*** Begin section ***

Issue #713, opened 2018-01-18
Current use of serializedDataSize() in serializedData() causes additional runtime linear in the depth of the proto hierarchy


MrMage:
(Disclaimer: I know that Protobuf is not meant for large data structures, but I figured it wouldn't hurt to ask about this anyway.)

I have something similar to the following protobuf hierarchy:

    message Wrapper {
        Wrapped wrapped = 1;
    }
    
    message Wrapped {
        repeated string entry = 1; // the actual structure is a bit more complex, but that shouldn't really make a difference
    }

In my case, calling `serializedData()` on a message of type `Wrapped` takes about 0.75 seconds (it contains a _lot_ of data), of which about 0.25 seconds go towards computing the value of `wrapped.serializedDataSize()`.

Calling `serializedData()` on a message of type `Wrapper` wrapping the same `Wrapped` instance above takes about 1 second, of which about 0.25 seconds go towards computing the value of `wrapper.serializedDataSize()` on the highest (`Wrapper`) level and another 0.25 seconds to `wrapped.serializedDataSize()` (the same as above). The serialized size of `wrapper`, on the other hand is just 5 bytes more than that of `wrapped`. Each additional level would introduce another ~0.25 seconds of `serializedDataSize()`, essentially computing the same size over and over again.

If I change `Wrapper` to

    message Wrapper {
        bytes wrapped = 1;
    }

and manually store a serialized representation of `wrapped` in there, this takes about 0.75 seconds to encode `Wrapped` (as before), plus a negligible amount of overhead for copying that serialized representation around (much less than ~0.25 seconds).

This means that for cases in which `serializedDataSize()` is potentially costly, introducing extra hierarchy levels into my protobuf model can cause significant increases in computation time.

The C++ implementation avoids this problem by caching serialized sizes, as evidenced by the statement "Most of these are just simple wrappers around ByteSize() and SerializeWithCachedSizes()." on https://developers.google.com/protocol-buffers/docs/reference/cpp/google.protobuf.message_lite#serialization.

Given that manipulating messages that are in the process of being serialized sounds like a _bad_ idea anyway, I wonder if it would be possible introduce similar caching into SwiftProtobuf? This could either be done by storing an extra `cachedSize` field in each message (see https://developers.google.com/protocol-buffers/docs/reference/cpp/google.protobuf.message_lite#MessageLite.GetCachedSize.details). That would introduce an extra 8 bytes of overhead per message, though.

[...]

PR #1518, opened 2023-11-30
Binary encode from back-to-front

tbkka:
Our current front-to-back binary encoder has a subtle performance problem:  In order to allocate the correct number of bytes for the size of a sub-message, it needs to know the final size of the sub-message. This results in recursive calls to size each message, leading to overall performance that is quadratic in the depth of nesting.

To be clear:  this is not usually a serious problem since few people have messages with more than 2 or 3 layers of nesting.

This PR changes the encoder to encode from the end of the buffer back towards the front.  This allows us to write the size after we finish each sub-message, avoiding the recursive sizing calls.  With this version, we have only one sizing traversal in the initial top-level encoding request in order to properly allocate the output buffer.

Working from back to front does mean that individual fields get written in the opposite order.  This is _mostly_ not a problem: Protobuf explicitly states that decoders must accept fields in any order.  The one exception is for repeated fields, which we handle here by iterating the arrays backwards inside the encoder.

A few cases where order might matter:
* Unrecognized enum cases in repeated fields are treted as "unknown" fields which means that re-serializing puts them into a different place. Since this code puts the unknown fields at the beginning of the buffer rather than the end, this means that we've changed the resulting order after deserializing/reserializing.
* The conformance test has one test case that verifies merging behavior and seems very sensitive to the order of fields.  I suspect this is a bug in the test, but need to check further.


tbkka:
Finally sat down and hammered this out.  (It was easier than I thought.)   As noted above, there are a couple of issues that need to be further explored before this could be accepted as-is.  And of course, I'd have to work through and update the many tests that hard-code the exact bytes expected from the binary output.  (Or write a test helper that is smart enough to order-insensitively compare two binary serialized messages.)

Reworking this to sit on top of #1504 would allow us to iterate the fields in reverse order, which would let this encoder provide the same field ordering as the current encoding does.

tbkka:
And of course I also need to get the perf harness working again so I can verify the performance of this approach...

Sources/SwiftProtobuf/BinaryReverseEncoder.swift
```diff
@@ -0,0 +1,156 @@
...
+        // of contiguous storage, body is not called and nil is returned.
+        let isAvailable = utf8.withContiguousStorageIfAvailable { (body: UnsafeBufferPointer<UInt8>) -> Int in
+            let r = prepend(contentsOf: UnsafeRawBufferPointer(body))
+            putVarInt(value: body.count)
+	    return r
+        }
+        if isAvailable == nil {
+            precondition(false)
+            let count = utf8.count
+            putVarInt(value: count)
```
thomasvl, line 144: This seems backwards, but given the precondition, I'm guessing you aren't expecting this path to be needed?

thomasvl:
Nice!  I think waiting on the other cl so we could visit in reverse order would be best since it solves the ordering problem is the best bet vs. changing all the test/writing helpers/etc.

Performance wise…

One minor one, I think I can dig up a reference around doing the varints so they don't have to be recursive.

The sizing allocation/resizing is likely the biggest thing. To compute the buffer size initial means `serializedDataSize` and `BinaryEncodingSizeVisitor` for sub messages is also the bad performance case; we traverse the sub messages multiple times.  So the draft removes those multiple passes while encoding the bytes, but we're still playing the sizing costs. (and there is a non trivial number of usages way more than 3-4 levels deep 😄 )

Thinking about this, I see a few options:

1. Completely remove `BinaryEncodingSizeVisitor` and make binary encoding resize the buffer (likely in some chunk size) as it prepends bytes. Some of the "sub" encoders/visitors might make this complex.
2. Change `BinaryEncodingSizeVisitor` to over estimate things.  When it goes to compute a sub message size, just assume it will take the max number of bytes for a varint. Then once the full message has been written out, figure out how many wasted bytes are on the front and copy the data down to the front and resize the buffer.
3. Or, can we do the same trick in your reverse encoder within `BinaryEncodingSizeVisitor`?  Each time we need a sub message size, cache the current value for `serializedSize`, visit into the sub message with `self`, then compute the size using the cached value and the current value for `serializedSize`?  Thus we avoid the over visiting the sub messages.

Did any of those ideas make sense?

tbkka:
I really don't believe the initial sizing is a problem at all.   The problem with the old approach was that we did many sizing passes:
* The initial sizing walks the entire message, including all submessages, recursively.  Last time I profiled this code, this was actually quite fast.
* As we serialized, each time we looked at a submessage, we had to size that sub message _again_ by walking it and all of its children _again_.  This repeated size walk as we visit every sub message is where we get the quadratic behavior.

Google's C++ implementation avoids resizing each submessage by caching the size on each message object.  This is essentially your idea number 3 above.  It works, but it's awkward and requires some additional storage somewhere to store all the sizes.  (Google's C++ implementation adds a hidden field to every message for this purpose.)

I suspect resizing would be more expensive than doing a single sizing pass up front.  Not only is malloc a fairly expensive call, but keeping track of when a resize is needed adds a lot of bookkeeping logic.

(A more efficient way to serialize the varints would be nice.  This PR is still "draft" for a reason. 😉 )

Sources/SwiftProtobuf/BinaryReverseEncoder.swift
tbkka: Fixed.

tbkka: (I tested this locally by commenting out the contiguous handling and re-running the tests.   Everything still seems fine.)

tbkka:
Link this to #713

PR #1520, opened 2023-12-01
Make binary size calculation a single pass.

thomasvl:
Rather can using `serializedDataSize`, we can just save the size, traverse the sub message, and then query back the size to see how big the message was and then compute the number of bytes that varint encoding would take.


tbkka:
I'm fine with this, since I suppose it's a bit clearer than the previous form, though I'm curious whether you can actually see a difference in timing:   The old code called `subMessage.serializedDataSize()` which is just basically a wrapper around `subMessage.traverse()`.   So in essence you're manually inlining `serializedDataSize()` with this change.  We're still traversing the entire tree one time and adding up the size of every field in it.  Just in a slightly different order.

tbkka (approved):

thomasvl:
Your are completely correct, some how I got it in my head we were still descending after the call the `serializedDataSize()`.  At best, I guess we save a stack frame?  But since the api is internal, hopefully the compiler will inline things and make it moot.  I'll just close this.

PR #1958, opened 2026-01-28
Fix swift-tools-version in Package@swift-6.0.swift

pepicrft:
## Summary

The `Package@swift-6.0.swift` file incorrectly declares `swift-tools-version:5.10` instead of `swift-tools-version:6.0`. This causes Swift Package Manager to fail when resolving the package for projects using Swift 6.x tools, particularly when the package is fetched from the Swift Package Registry.

## Problem

When a project with `swift-tools-version: 6.1` (or similar) tries to use swift-protobuf from the Swift Package Registry, SPM selects `Package@swift-6.0.swift` based on the filename convention. However, the declared tools version inside the file is `5.10`, creating a mismatch that causes manifest compilation to fail with:

```
error: Invalid manifest (compiled with: [...-swift-version 5...])
Missing or empty JSON output from manifest compilation for apple.swift-protobuf
```

## Fix

Changed the first line of `Package@swift-6.0.swift` from:
```swift
// swift-tools-version:5.10
```
to:
```swift
// swift-tools-version:6.0
```

This aligns the declared tools version with what the filename convention implies.

### DIFF
--- a/.github/workflows/update_protobuf.yml
+++ b/.github/workflows/update_protobuf.yml
@@ -12,6 +12,8 @@ on:
 
 jobs:
   check-and-update:
+    # Only do this job on the main repo (and not forks of it).
+    if: github.repository == 'apple/swift-protobuf'
     runs-on: ubuntu-latest
     # Ensure we have the lastest Swift incase so Reference can be updated.
     container:


gjcairo (approved):
Thanks @pepicrft !

thomasvl:
Looks like this causes some things to fail because changes the compile mode for some things.

pepicrft:
@thomasvl pushed a fix addressing the issues.

Plugins/SwiftProtobufPlugin/plugin.swift
```diff
@@ -1,5 +1,5 @@
 import Foundation
-import PackagePlugin
+@preconcurrency import PackagePlugin
```
thomasvl, line 2: Hopefully this can eventually come out when we update the apis within the plugin?

PR #1959, opened 2026-01-29
[table-driven-branch] Implement hashing.

allevato:


Sources/SwiftProtobuf/_MessageStorage+Hashing.swift
```diff
@@ -0,0 +1,141 @@
...
+//
+// Copyright (c) 2014 - 2026 Apple Inc. and the project authors
+// Licensed under Apache License v2.0 with Runtime Library Exception
+//
+// See LICENSE.txt for license information:
+// https://github.com/apple/swift-protobuf/blob/main/LICENSE.txt
+//
+// -----------------------------------------------------------------------------
+///
+/// Manages the in-memory storage of the fields of a message.
```
thomasvl: Update comment?

Sources/SwiftProtobuf/duration.pb.swift
```diff
@@ -211,4 +211,7 @@ extension Google_Protobuf_Duration: Message, _MessageImplementationBase, _ProtoN
   public static func ==(lhs: Google_Protobuf_Duration, rhs: Google_Protobuf_Duration) -> Bool {
     return lhs._storage.isEqual(to: rhs._storage)
   }
+  public func hash(into hasher: inout Swift.Hasher) {
```
thomasvl, line 214: Long term, do these need to be generated vs have default impls or anything to shrink codegen?

Sources/SwiftProtobuf/_MessageStorage+Hashing.swift
allevato: Done.

Sources/SwiftProtobuf/duration.pb.swift
allevato: I think we can get them as default impls. The trick is that I want to avoid exposing the `_MessageStorage` type as public-non-SPI, but to make them default impls there needs to be a protocol requirement on `Message` that can get the storage. I've hacked that in today using `AnyObject` as the return type (so the runtime has to cast it back) and a token that people outside the runtime can't create.

In the future we might be able to make this cleaner by using the reflection APIs. If there's a protocol requirement to get a concrete `ReflectedMessage` from an arbitrary `Message`-conforming type, then the runtime could just reach into that for the storage without it being exposed to clients.

PR #1997, opened 2026-03-06
Add `Foundation` linkage test and last missing pieces

madsodgaard:
Adds linkage test to make sure we don't regress importing Foundation.

Also, the `.copy` resources in SwiftPM imports full Foundation, so we guard that behind Darwin.

Also fixes the last remaining Foundation part, which was `String.contains`.

## Result
`swift-protobuf` can now be built with `FoundationEssentials` only.


thomasvl:
Maybe put the LinkageTest in the CompileTests directory?  Not sure if other do, but I tend to expect `Sources/*` and `Tests/*` to map to things in the main `Package.swift` file.

Why do you need the `chmod +x`?  If the file was adding to git already executable shouldn't it come back down as executable?

thomasvl:
ps - the `contains` part is odd to me.  So that was didn't need an import of Foundation, but still caused it to get linked?

allevato:
> ps - the `contains` part is odd to me. So that was didn't need an import of Foundation, but still caused it to get linked?

If you have the following code:

```swift
_ = "foo".contains("f")
```

and you **don't** import Foundation, then the function that gets called is `Swift.(file).Sequence extension.contains [with Self -> String]`.

If you import Foundation, or—because Swift extensions are leaky—if a file in the same module imports Foundation or Foundation is imported somewhere in the transitive closure of your imports—then Foundation also defines a compatible `contains` overload and it gets picked instead: `Foundation.(file).StringProtocol extension.contains [with Self -> String T -> String]`, presumably because `StringProtocol` is narrower than `Sequence`.

It's gross. Compiling with `MemberImportVisibility` might avoid the problem and would be a good idea in the future, but we probably don't want to do that just yet, at least not as part of this change.

madsodgaard:
> Maybe put the LinkageTest in the CompileTests directory? Not sure if other do, but I tend to expect `Sources/*` and `Tests/*` to map to things in the main `Package.swift` file.

Sure! This is just what we did for other repos like openapi-generator and async-http-client, but I can move it there if you think its a better place for this repo 👍 

> Why do you need the chmod +x? If the file was adding to git already executable shouldn't it come back down as executable?

You are probably right yeah.

FranzBusch (approved):

madsodgaard:
thanks 🙏  - is it possible to get a new release tagged as well?😄

0xpablo:
Thanks for the FoundationEssentials adoption! I was trying it out in WASM (cross compiling from a Darwin host) and noticed that the full Foundation was still being linked.
I dug a bit deeper and it might be related to the `resource_bundle_accessor.swift` generated by:
```swift
#if canImport(Darwin)
let resources: [Resource] = [
    .copy("PrivacyInfo.xcprivacy")
]
#else
let resources = [Resource]()
#endif
```

Is there a better way or workaround for this? 
Thanks in advance

madsodgaard:
@0xpablo Unfortunately not, the issue is also tracked in SwiftPM: https://github.com/swiftlang/swift-package-manager/issues/9792

thomasvl:
I guess the other "fix" could be there was a way to say that resource is only needed when building *for* Apple platforms instead of the current gate, which matches building "on" Apple platforms.  i.e. - I'll if you did your WASM cross compiling from a Linux host, I'll bet things would have been fine.

PR #2019, opened 2026-04-07
[table-driven-branch] Support `google.protobuf.Any`.

allevato:
This change discards the previous "lazy" implementation of `Any` due to the complexity it would introduce to the new table-driven layout that's shared by all protos. No other language implementation supports this kind of unresolved-JSON preserving strategy and it introduces odd inconsistencies in how messages are serialized and parsed, so IMO we should simply retire it while we're considering breaking changes.

Because of this change, JSON and text encoding now allow an extension map to be passed in to support the case of an `Any` that wraps a message that has extensions set. This is necessary because the `Any` stores the binary-serialized blob of the message in its `value` field, so serializing that has to _deserialize_ it first in order to determine which extension fields are relevant and get their names. The Java implementation also does this, so this is not without precedent. (The C++ implementation is able to use a global extension registry via static initialization, so the same constraint doesn't apply. One day we might also be able to do that.)


Sources/SwiftProtobuf/_MessageStorage+JSONDecoding.swift
```diff
@@ -494,6 +497,100 @@ extension _MessageStorage {
...
+        try reader.scanner.skipRequiredObjectStart()
+
+        // An empty JSON object is allowed.
+        if reader.scanner.skipOptionalObjectEnd() {
+            clearValue(of: typeURLField, type: String.self)
+            clearValue(of: valueField, type: Data.self)
+            return
+        }
+
+        var typeURL = ""
```
thomasvl: Would optionals for these make more sense?

Sources/SwiftProtobuf/_MessageStorage+JSONDecoding.swift
```diff
@@ -494,6 +497,100 @@ extension _MessageStorage {
...
+                    throw SwiftProtobufError.JSONDecoding.emptyAnyTypeURL()
+                }
+                break
+            }
+            try reader.scanner.skipRequiredComma()
+        }
+        jsonEncoder.endObject()
+
+        guard let messageSchema = Google_Protobuf_Any.messageSchema(forTypeURL: typeURL) else {
+            throw SwiftProtobufError.JSONDecoding.invalidAnyTypeURL(type_url: typeURL)
```
thomasvl: This feels wrong. It isn't that the url is "invalid" the problem is the type wasn't registered. So we probably need to add a new error. We didn't have this because it was hidden in other transcoding cases.

Sources/SwiftProtobuf/_MessageStorage+JSONDecoding.swift
```diff
@@ -494,6 +497,100 @@ extension _MessageStorage {
...
+                try parseJSONBuffer(UnsafeRawBufferPointer(buffer))
+            }
+        }
+
+        updateValue(of: typeURLField, to: typeURL)
+        updateValue(of: valueField, to: try messageStorage.serializedBytes(partial: true, options: BinaryEncodingOptions()))
+    }
+
+    /// Returns a value indicating whether the `Any` type URL is valid.
+    func isTypeURLValid(_ typeURL: String) -> Bool {
```
thomasvl: Probably should pull the full comment over from AnyMessageStorage.

There is a note there about some languages also doing lookup, I'd still hold since we have a manual registration we should do "invalid" and "unknown" as different errors.

Sources/SwiftProtobuf/_MessageStorage+TextDecoding.swift
```diff
@@ -291,6 +306,33 @@ extension _MessageStorage {
...
         }
     }
+
+    /// Parses the next object from the input and interprets it as the expanded form of the
+    /// well-known type `Any` containing a message with the given type URL.
+    ///
+    /// - Precondition: The receiver must be the storage for `google.protobuf.Any`.
+    private func parseAsExpandedAny(from reader: inout TextFormatReader, typeURL: String) throws {
+        guard let messageSchema = Google_Protobuf_Any.messageSchema(forTypeURL: typeURL) else {
+            throw SwiftProtobufError.TextFormatDecoding.invalidAnyTypeURL(type_url: typeURL)
```
thomasvl, line 316: Same, unknown vs. invalid

Sources/SwiftProtobuf/_MessageStorage+TextEncoding.swift
```diff
@@ -28,16 +28,80 @@ extension _MessageStorage {
     /// A recursion helper that serializes the fields in the storage into the given text format encoder.
     func serializeText(into encoder: inout TextFormatEncoder, options: TextFormatEncodingOptions) {
         var mapEntryWorkingSpace = MapEntryWorkingSpace(ownerSchema: schema)
-        for field in schema.fields {
-            guard isPresent(field) else { continue }
-            serializeField(field, into: &encoder, mapEntryWorkingSpace: &mapEntryWorkingSpace, options: options)
+
+        switch CustomJSONWKTClassification(messageSchema: schema) {
```
thomasvl, line 32: Any preferences for `switch` of `if ... else` when there's only two "cases"?

Sources/SwiftProtobuf/Google_Protobuf_Any+Extensions.swift
```diff
@@ -23,91 +23,57 @@ extension Google_Protobuf_Any {
...
         partial: Bool = false,
-        typePrefix: String = defaultAnyTypeURLPrefix
+        typeURLPrefix: String = defaultAnyTypeURLPrefix
     ) throws {
-        if !partial && !message.isInitialized {
-            throw BinaryEncodingError.missingRequiredFields
-        }
+        // Since we're passing a concrete message type here, we can auto-register it for
+        // convenience.
+        Google_Protobuf_Any.register(messageType: M.self)
```
thomasvl, line 43: this api has the ability to report if there was a conflict, I have no idea if we should bother to do so here.

Sources/SwiftProtobuf/Google_Protobuf_Any+Extensions.swift
```diff
@@ -23,91 +23,57 @@ extension Google_Protobuf_Any {
...
+    @available(*, deprecated, renamed: "init(packing:partial:typeURLPrefix:)")
     public init(
-        textFormatString: String,
-        options: TextFormatDecodingOptions = TextFormatDecodingOptions(),
-        extensions: (any ExtensionMap)? = nil
+        message: any Message,
+        partial: Bool = false,
+        typePrefix: String = defaultAnyTypeURLPrefix
     ) throws {
+        // Since we're passing a concrete message type here, we can auto-register it for
```
thomasvl, line 70: Do you want to just call the other one?

Sources/SwiftProtobuf/Google_Protobuf_Any+Extensions.swift
```diff
@@ -23,91 +23,57 @@ extension Google_Protobuf_Any {
...
+    ///   - partial: If `false` (the default), this method will check
+    ///     ``Message/isInitialized-6abgi`` before encoding to verify that all required
+    ///     fields are present. If any are missing, this method throws
+    ///     ``BinaryEncodingError/missingRequiredFields``.
+    ///   - typePrefix: The prefix to be used when building the `type_url`.
+    ///     Defaults to "type.googleapis.com".
+    /// - Throws: ``BinaryEncodingError/missingRequiredFields`` if
+    /// `partial` is false and `message` wasn't fully initialized.
+    @available(*, deprecated, renamed: "init(packing:partial:typeURLPrefix:)")
     public init(
```
thomasvl, line 65: Want to keep a deprecated shim for this for the time being?

Sources/SwiftProtobuf/Google_Protobuf_Any+Registry.swift
```diff
@@ -153,6 +153,14 @@ extension Google_Protobuf_Any {
         return result
     }
 
+    /// Returns the message schema expected for the given type URL.
+    public static func messageSchema(forTypeURL url: String) -> MessageSchema? {
```
thomasvl, line 157: public for reflection apis eventually?  Seems like it could be package/internal otherwise.

Sources/SwiftProtobuf/AnyMessageStorage.swift
thomasvl, line 1: Was the generator already updated to remove all the special casing of Any?  i.e. - nothing commented out left to delete/etc.

Sources/SwiftProtobuf/_MessageStorage+JSONDecoding.swift
allevato: Right, I was trying to reproduce the current behavior here, but I'll add a new case for it instead.

Sources/SwiftProtobuf/_MessageStorage+JSONDecoding.swift
allevato: I guess for `typeURL` it makes sense if we want to differentiate between "invalid" URL and "unregistered". For the cached value JSON I think it just makes it harder to use below.

thomasvl:
I should have said, its nice to see the hashing/equality issues in there going away.

Sources/SwiftProtobuf/_MessageStorage+TextEncoding.swift
allevato: Entirely mood based 🤷🏻‍♂️ 

I guess I'll update the other place where I used an `if` to use a `switch`, since it "feels better" to use a `switch` with an `enum`.

Sources/SwiftProtobuf/Google_Protobuf_Any+Extensions.swift
allevato: I'm not following, what do you mean that isn't being done here?

Sources/SwiftProtobuf/Google_Protobuf_Any+Extensions.swift
allevato: We can't since that one expects a generic type at compile time and this one just takes `any Message`, which being an existential doesn't conform to `Message`.

Sources/SwiftProtobuf/Google_Protobuf_Any+Registry.swift
allevato: Yeah, while we'll probably keep the concrete type versions of registration for the common case, I can imagine a situation where a reflection user wants to dynamically create a schema and then register that and maybe get it back out later.

Sources/SwiftProtobuf/Google_Protobuf_Any+Extensions.swift
allevato: Can think about it as follow-up.

Sources/SwiftProtobuf/_MessageStorage+JSONDecoding.swift
allevato: Done.

Sources/SwiftProtobuf/_MessageStorage+TextDecoding.swift
allevato: Done.

Sources/SwiftProtobuf/AnyMessageStorage.swift
allevato: I'm going to do cleanup all at once so that I can actually see the big picture of how much code we can delete once the old implementation is no longer in use. Right now, I'm only deleting code that largely won't compile.

Sources/SwiftProtobuf/Google_Protobuf_Any+Extensions.swift
thomasvl: I don't see a `public init(textFormatString:options:extesnions:)` which used to exist, no?

allevato: Because we can use the default implementation that's in `extension Message` in `Message+TextFormatAdditions` now; we don't need to override it with custom behavior.

thomasvl: ah!

thomasvl (approved):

*** End section ***

* What you are asked to do *
Check each line of the records for the string "many" and copy those that have it.

* Task response *
Finally sat down and hammered this out.  (It was easier than I thought.)   As noted above, there are a couple of issues that need to be further explored before this could be accepted as-is.  And of course, I'd have to work through and update the many tests that hard-code the exact bytes expected from the binary output.  (Or write a test helper that is smart enough to order-insensitively compare two binary serialized messages.)
2. Change `BinaryEncodingSizeVisitor` to over estimate things.  When it goes to compute a sub message size, just assume it will take the max number of bytes for a varint. Then once the full message has been written out, figure out how many wasted bytes are on the front and copy the data down to the front and resize the buffer.
I really don't believe the initial sizing is a problem at all.   The problem with the old approach was that we did many sizing passes:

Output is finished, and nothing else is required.